Let's see...Early 2011 cMBP i5 2.3 dual, 384MB HD3000. I play with Fancy Graphics, 8 chunk loading (16 on 1.8), and turning off just about everything. Minimum smooth lighting vanilla, about 35% on optifine. I play with a decent amount of mob farms around, both manual and automatic.
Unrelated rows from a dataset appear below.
PR #91, opened 2023-07-11
fix tests tmp_path and lints

edgarriba:
- use pytest tmp dir: https://docs.pytest.org/en/6.2.x/tmpdir.html
- fix few co-pilot suggesstions


Hackerman342 (approved):
LGTM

1.8 Snapshot 14w30c - gameplay, average 20fps on world load, during chunk loading, 35fps gameplay. No optifine for
1.7.9 Non-Optifine - 30-40fps consistently, depending on how many chunk loaders I have active/mob farms
1.7.4 Optifine Vanilla - 60-80 fps.
1.7.4 Vanilla - 30 fps
1.7.4 Optifine Bukkit - 20-40 fps (server)
1.7.2 Optifine Vanilla - 50 fps
1.7.2 Optifine Bukkit - 20-30 fps
1.7.2 Vanilla - 40 fps
1.6.4 Optifine vanilla - 40 fps

Honestly minecraft isn't something you have to worry about, assuming single player. Multiplayer with bukkit will heat it right up if there are lots of plugins installed. Don't even think about ftb/crackpack/etc, lol.

erm 40 fps isn't really playable imo. I get 80-100fps on my rMBP and its good then.